Last year Conservative and Labour MPs mocked Nick Clegg as a "mini-me" RIDING ON THE COAT-TAILS of David Cameron.
(BBC News)
--- As many as 40 Indian companies plan to list their shares on the Bombay stock exchange in the next few months, hoping to RIDE THE COATTAILS of a post-election rally that has propelled the benchmark Sensex index up more than 30% since mid-May.
(BusinessWeek magazine)
Did you know?
ride someone's coat-tails (also written as "coattails") idiom
- benefit from the success of (another), sometimes undeservedly
(Oxford English Dictionary)
--- In the days when gentlemen were still gentlemen and ladies still ladies, men of stature and prominence often wore formal dress coats in which the back part hung below the waist, sometimes down to the ground. Thus riding on someone's coat-tails is a vivid way to describe following the success of another.
In politics, the "coattail effect" describes what happens when a very popular candidate - usually for a higher political office - helps other members of his party win their elections (California state democrats hope to ride Obama's coat-tails).

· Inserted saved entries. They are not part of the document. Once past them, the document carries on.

PR #144, opened 2025-05-26
Fix GetRedisLocalPort function to support TLS

yanamolo:
ATM, when constructing the coordinator service, the module uses the port obtained from `CONFIG GET PORT`. But when trying to get coordinator port to connect to other nodes, it uses the following code:
```c
if (RedisModule_GetClusterNodeInfo(ctx, sender_id_str.c_str(), node_ip,
                                     nullptr, &node_port,
                                     nullptr) != REDISMODULE_OK) {
```

RedisModule_GetClusterNodeInfo API calls moduleGetClusterNodeInfoForClient function. wich calculates the port as follows:
```c
int getNodeDefaultClientPort(clusterNode *n) {
    return server.tls_cluster ? n->tls_port : n->tcp_port;
}
```
When TLS is enabled, the current node will start coordinator on the calculated port X  while other nodes will calculate this node's port as Y. This happens because we have two methods of obtaining node's port - which return different results when TLS is enabled.
Changed `GetRedisLocalPort` function to call `RedisModule_GetClusterNodeInfo` as well, in order to use correct port in case tls is enabled/disabled.


src/valkey_search.cc
```diff
@@ -458,19 +458,21 @@ void ValkeySearch::OnForkChildCallback(RedisModuleCtx *ctx,
 }
 
 absl::StatusOr<int> GetRedisLocalPort(RedisModuleCtx *ctx) {
-  auto reply = vmsdk::UniquePtrRedisCallReply(
-      RedisModule_Call(ctx, "CONFIG", "cc", "GET", "port"));
-  if (reply == nullptr) {
-    return absl::InternalError("Failed to get port configuration");
+  int port = -1;
+  auto node_id = RedisModule_GetMyClusterID();
```
yairgott: `RedisModule_GetMyClusterID` returns NULL if the cluster is disabled. Today `GetRedisLocalPort` is called if `use_coordinator` is set, regardless if the cluster mode is on. 
@murphyjacob4 , is this the intended behavior? is the intension to allow running the coordinator on standalone HA to leverage the replica for search?

murphyjacob4: Right, we allow coordinator even in standalone, but I think ultimately we should align to just having "cluster" and "non-clustered" mode to avoid maintaining unused deployments ("cluster without coordinator" and "non-clustered with coordinator")

murphyjacob4: I think we had a similar conversation in https://github.com/valkey-io/valkey-search/pull/129

yairgott: SG! In that case, would retiring `use-coordinator` be a prerequisite for this PR? This change would implicitly enforce cluster mode when `use-coordinator` is enabled, and we want to avoid breaking backward compatibility, especially since the plan is to include it in 1.0.1.

@yanamolo, @murphyjacob4 , what do you think about falling back to the previous `GetRedisLocalPort `logic if `RedisModule_GetMyClusterID` returns NULL, instead of returning an error?

murphyjacob4: Alternatively, we can take the logic from the engine and duplicate it in our code:

Pseudocode
```
if CONFIG GET tls-cluster == yes
    return CONFIG GET tls-port
else
    return CONFIG GET port
```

In the world of finance, "coat-tail investing" is a process that occurs when an investor attempts to duplicate strategies that have proven successful for another investor. In order to accomplish this process of imitating success, the investor will initiate the copycat trades as soon as the trading performance is made public. When the trading is accomplished in close proximity to the original activity, the expectation is that the coat-tail investor will be able to at least make a modest profit before the market changes and the trade loses upward momentum.
When used by itself, coat-tails means "immediately following or the direct result of" (Stocks rallied on the coat-tails of the company's annual report).
(source: Wikipedia, WiseGeek)
--- SMUGGLE OWAD into today's conversation
"It's not unusual to see politicians ride the coat-tails of others to get elected."